_PROBLEM_. Find the lines of data that contain the string "lead", then list them.

_Dataset entries_.
━━━━━━━━━━━━━━━━━━━━
PR #1077, opened 2016-07-15
Wait longer for add-on setup, reload install page if it times out

### LINKED ISSUE #1075: "Installing..." keeps spinning after add-on installation attempt
Occasionally on a fresh Firefox profile, I try to install the add-on but the "Installing..." barberpole never stops spinning. 

There will be an error in the Web Console like "Uncaught promise rejection: waitForMessage timed out". Having trouble reproducing this to capture the exact error message. 

[waitForMessage is here](https://github.com/mozilla/testpilot/blob/master/testpilot/frontend/static-src/app/main.js#L68) and it has a timeout for when the add-on takes too long to respond. It [gets called here in the frontend](https://github.com/mozilla/testpilot/blob/master/testpilot/frontend/static-src/app/models/me.js#L41) after the install button [detects that the add-on has been installed](https://github.com/mozilla/testpilot/blob/master/testpilot/frontend/static-src/app/views/landing-page.js#L55).

My guess is that between installation and when the add-on finally starts responding to messages, there's a gap of sometimes more than 5 seconds and that's why the error happens. Still investigating, though.

Every time this has happened to me, a page refresh seems to fix everything and the add-on is actually working.

lmorchard:
When the add-on is first installed from the "Install the Test Pilot Add-on" button, we start an "Installing" animation. Once the add-on is installed & set up, we try to detect that and move on to the next step. If the add-on takes too long, we time out with an unhandled error.

This PR attempts to handle that error by reloading the page. If the add-on was installed but just took awhile to set up, this should result in the user seeing the experiments page. Otherwise, they'll see the "Install the Test Pilot Add-on" button again

Fixes #1075

### DIFF
--- a/testpilot/frontend/static-src/app/views/landing-page.js
+++ b/testpilot/frontend/static-src/app/views/landing-page.js
@@ -61,6 +61,10 @@ export default PageView.extend({
       app.me.fetch().then(() => {
         app.webChannel.sendMessage('show-installed-panel', {});
         app.router.redirectTo('experiments');
+      }).catch(() => {
+        // HACK (for Issue #1075): Timed out while waiting for the initial sync
+        // message, so just reload the page to stop waiting.
+        window.location.reload();
       });
     }, 1000);
   },
--- a/testpilot/frontend/static-src/app/main.js
+++ b/testpilot/frontend/static-src/app/main.js
@@ -65,7 +65,7 @@ app.extend({
   },
 
   // Send webChannel message to addon, use a Promise to wait for the answer.
-  waitForMessage(type, data, timeout = 5000) {
+  waitForMessage(type, data, timeout = 10000) {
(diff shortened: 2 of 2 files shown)


testpilot/frontend/static-src/app/views/landing-page.js
```diff
@@ -61,6 +61,10 @@ export default PageView.extend({
       app.me.fetch().then(() => {
         app.webChannel.sendMessage('show-installed-panel', {});
         app.router.redirectTo('experiments');
+      }).catch(() => {
+        // HACK: Timed out while waiting for the initial sync message, so just
+        // reload the page to stop waiting.
```
jaredhirsch: Nit: reference issue #1075 in the HACK notice

jaredhirsch:
:beers:

PR #1102, opened 2016-07-19
Attempt to make frontend-to-addon comms more robust

### LINKED ISSUE #1101: Blank page is randomly displayed when redirected after add-on instalation or experiment page opened in a new tab
[Affected versions]:
- Nightly 50.0a1
- Add-on v0.8.0-tag-2016-07-15-1

[Affected Platforms]:
- All Windows
- All Mac OS
- All Linux

[Steps to reproduce]:
1. Go to https://testpilot.firefox.com/ and install the Test Pilot add-on.
2. Observe where you are redirected after installation.
3. Click the "Test Pilot" icon from toolbar and click on any of the available experiments.

[Expected result]:
2. The user is redirected to the experiments page.
3. Experiment description page is opened in a new tab. 

[Actual result]:
2. The user is randomly redirected to a blank page even if the link in address bar seems correct.
3. New tab opened and user is randomly redirected to a blank page even if the link in address bar seems correct.

[Notes]:
- Added a screenshot with the browser console errors. The web console does not display almost any errors except "waitForMessage timeout: sync-installed".
- Tried with a new profile and cache cleared but same issue occurs.
- The page only loads after multiple refreshes
  console errors
  .

lmorchard:
- Perform initial experiments API fetch and add-on installed experiment
  message happen in series, rather than in parallel
- `app.waitForMessage` will now retry several times before finally
  timing out with a rejection (default 3 times)
- If all else fails on app init, bounce to error page instead of blank
  white page

Fixes #1101

### DIFF
--- a/testpilot/frontend/static-src/app/main.js
+++ b/testpilot/frontend/static-src/app/main.js
@@ -42,39 +42,62 @@ app.extend({
     app.me = new Me();
     app.experiments = new ExperimentsCollection();
 
-    Promise.all([
-      app.me.fetch(),
-      app.experiments.fetch()
-    ]).then(() => {
+    app.pageManager = new PageManager({
+      pageContainer: document.querySelector('[data-hook=page-container]')
+    });
+
+    if (!app.router.history.started()) {
+      app.router.history.start();
+      // HACK for Issue #124 - sometimes popstate doesn't fire on navigation,
+      // but pageshow does. But, we just want to know if the URL changed.
+      addEventListener('pageshow', app.router.history.checkUrl, false);
+    }
+
+    app.experiments.fetch().then(() => app.me.fetch()).then(() => {
       app.me.updateEnabledExperiments(app.experiments);
-
-      app.pageManager = new PageManager({
-        pageContainer: document.querySelector('[data-hook=page-container]')
-      });
-
-      if (!app.router.history.started()) {
-        app.router.history.start();
-        // HACK for Issue #124 - sometimes popstate doesn't fire on navigation,
-        // but pageshow does. But, we just want to know if the URL changed.
-        addEventListener('pageshow', app.router.history.checkUrl, false);
-      }
     }).catch((err) => {
-      // for now, log the error in the console & do nothing in the UI
       console && console.error(err); // eslint-disable-line no-console
+      app.router.redirectTo('error');
     });
   },
 
   // Send webChannel message to addon, use a Promise to wait for the answer.
-  waitForMessage(type, data, timeout = 10000) {
+  waitForMessage(type, data, timeout = 5000, retries = 3) {
     return new Promise((resolve, reject) => {
-      const rejectTimer = setTimeout(() => {
-        reject('waitForMessage timeout: ' + type);
-      }, timeout);
-      this.once('webChannel:' + type + '-result', (result) => {
-        clearTimeout(rejectTimer);
+      let attempts = 0;
+      let retryTimer;
+
+      // On timeout, try again or reject with an error if out of retries.
+      const timeoutHandler = () => {
+        if (attempts++ < retries) {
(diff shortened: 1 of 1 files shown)


lmorchard:
I _still_ can't reliably reproduce this issue - and I have never been able to do so on local development. It happens for me like 1 out of 20 attempts on staging. My strong hunch is that this is a race condition, but I don't know where the race is happening. 

So, this PR attempts to stop the number of things happening at once and retry things a few times before reporting an error. And then, on error, show the error page <strike>reload the page rather than just show a blank screen with an error in the console</strike>.

<strike>I'm a little worried that that reload might turn into an infinite loop if there's another more persistent issue here that depends on environmental context I don't have on my machine.</strike>

testpilot/frontend/static-src/app/main.js
```diff
@@ -59,22 +56,49 @@ app.extend({
...
-      // for now, log the error in the console & do nothing in the UI
       console && console.error(err); // eslint-disable-line no-console
+      // HACK (for Issue #1101): Last ditch - reload the page and try again
+      window.location.reload();
     });
   },
 
   // Send webChannel message to addon, use a Promise to wait for the answer.
-  waitForMessage(type, data, timeout = 10000) {
+  waitForMessage(type, data, timeout = 5000, retries = 3) {
```
lmorchard, line 65: FWIW, reduced timeout to 5 seconds from 10 - because the retries should actually lead to a total timeout of _15 seconds_ before rejection.

lmorchard:
@meandavejustice @6a68 @chuckharmston - this could use some additional eyes and sanity checking, because I'm kind of handwaving at the problem here 😿

lmorchard:
@ckprice - oh and hey, if you can try this out, it could be helpful since you reported being able to reliably reproduce this!

chuckharmston:
> If all else fails on app init, just try reloading the page.

I'm not a fan of this; it could lead to a loop of endless refreshes if the user is like @ckprice and can reproduce reliably. Maybe ship them to the error page, instead?

chuckharmston:
Otherwise, code looks good and logic is sound. Unfortunately, like you I can't reproduce the original issue, so I'm reticent to merge anything. I'll let someone else check it out.

lmorchard:
> I'm not a fan of this; it could lead to a loop of endless refreshes if the user is like @ckprice and can reproduce reliably. Maybe ship them to the error page, instead? 

Yeah, the more I think about that, the less I like it. Just pushed a tweak to bounce to the error view, rather than reload. Better than a blank white page, at least.

testpilot/frontend/static-src/app/main.js
```diff
@@ -42,39 +42,62 @@ app.extend({
...
-    ]).then(() => {
-      app.me.updateEnabledExperiments(app.experiments);
+    app.pageManager = new PageManager({
+      pageContainer: document.querySelector('[data-hook=page-container]')
+    });
 
-      app.pageManager = new PageManager({
-        pageContainer: document.querySelector('[data-hook=page-container]')
-      });
+    if (!app.router.history.started()) {
```
lmorchard, line 49: Also, moving page manager & router init outside of the experiments fetch means we can show the error page. 

Side effect will be that the page will start to render before the API actually returns results, so typically a sub-second lag until filling in with experiments. Previously, the whole page would just stay white until the experiments came in.

ckprice:
> @ckprice - oh and hey, if you can try this out, it could be helpful since you reported being able to reliably reproduce this!

Pulled this down locally and was unable to trigger the error.

My "pretty reliable" STR's on production have become less reliable in the past couple of hours FYI. One in every 10-12 tries or so.

lmorchard:
Unless there are objections, I may end up self-merging this tomorrow just to get it in there for next deploy.

meandavejustice:
@lmorchard pulling this down this morning for a quick check then I'm fine to merge for you

PR #1111, opened 2016-07-20
[fixes #555] Refresh demo_data.json

### LINKED ISSUE #555: Refresh demo_data.json with up to date info

ckprice:
Fixes #555.

Can be tested with ([ref](https://github.com/mozilla/testpilot/blob/master/docs/README-DOCKER.md)).

```
mkdir -p media
cp -r fixtures/media/demo media
docker exec testpilot_server_1 ./manage.py loaddata fixtures/demo_data.json
```

Once we confirm this works for someone else locally, I'm happy to try to apply to stage (with instruction).


lmorchard:
FWIW, the only way I can think of to apply this to stage is to file a bug with ops to run those commands for us - i.e. like we do for deployment. We don't have a way to self-service on this beyond making manual changes through the admin pages.

lmorchard:
This also doesn't necessarily _fix_ issue #555, because this demo data will go out of date every time we launch a new experiment or make changes to content or site features. Issue #555 should become more of a going concern like unit tests whenever we work on the site.

[Like I wrote earlier](https://github.com/mozilla/testpilot/issues/555#issuecomment-207581824), the demo data is not intended to reflect current experiments, so much as it should exercise features on the site.

If we want to keep staging data somewhat current with production data, we probably want a different import/export mechanism than `demo_data.json`. Maybe an issue to set up periodic or on-demand experiment data dumps from prod to stage to dev.

ckprice:
> Like I wrote earlier, the demo data is not intended to reflect current experiments, so much as it should exercise features on the site.

Yes. Things like installing experiments and taking tours weren't happening because stuff was pretty out of date. #555 describes a refresh of `demo_data.json`, it doesn't imply any mechanism for sync'ing environments or anything else.

The recent QA concerns on stage may have been conflated with this bug a bit, but I think this closes #555. If we think we need some kind of mechanism to keep production updated with staging, let's file another issue.

lmorchard:
Running through the stuff in the commit, it just looks like a lot of content - but not an exact duplicate of production. So, maybe it's just kind of overkill (IMO) in exercising features? That makes my comments more nits than real problems.

In that case, this works for me as-is. We should just try to keep this stuff updated and maybe look into ways to get better content into staging as a separate issue

lmorchard:
Just filed #1113 to carry over the content-in-staging part of things here.

ckprice:
> FWIW, the only way I can think of to apply this to stage is to file a bug with ops to run those commands for us - i.e. like we do for deployment. We don't have a way to self-service on this beyond making manual changes through the admin pages.

Thanks. I'll take a todo to manually update stage.

PR #1120, opened 2016-07-22
Update SRI hash for pontoon dependency

lmorchard:
This should fix the hash mismatch error reported here:

https://bugzilla.mozilla.org/show_bug.cgi?id=1288286


lmorchard:
Just going to merge, because I've already updated to this hash on prod admin

PR #1122, opened 2016-07-22
Use setInterval in add-on for periodic experiment updates

lmorchard:
Realized I only used a `setTimeout` that only fired once. We need this to happen periodically & repeatedly.


lmorchard:
Small change, tests pass, will self-merge to make sure it gets into this release

PR #1132, opened 2016-07-26
Update SRI hash for Pontoon dependency

lmorchard:


lmorchard:
Passes tests, already made the change in /admin/... I'll just merge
━━━━━━━━━━━━━━━━━━━━
_EXERCISE SOLUTION_.
lmorchard, line 65: FWIW, reduced timeout to 5 seconds from 10 - because the retries should actually lead to a total timeout of _15 seconds_ before rejection.
I'm not a fan of this; it could lead to a loop of endless refreshes if the user is like @ckprice and can reproduce reliably. Maybe ship them to the error page, instead?
> I'm not a fan of this; it could lead to a loop of endless refreshes if the user is like @ckprice and can reproduce reliably. Maybe ship them to the error page, instead? 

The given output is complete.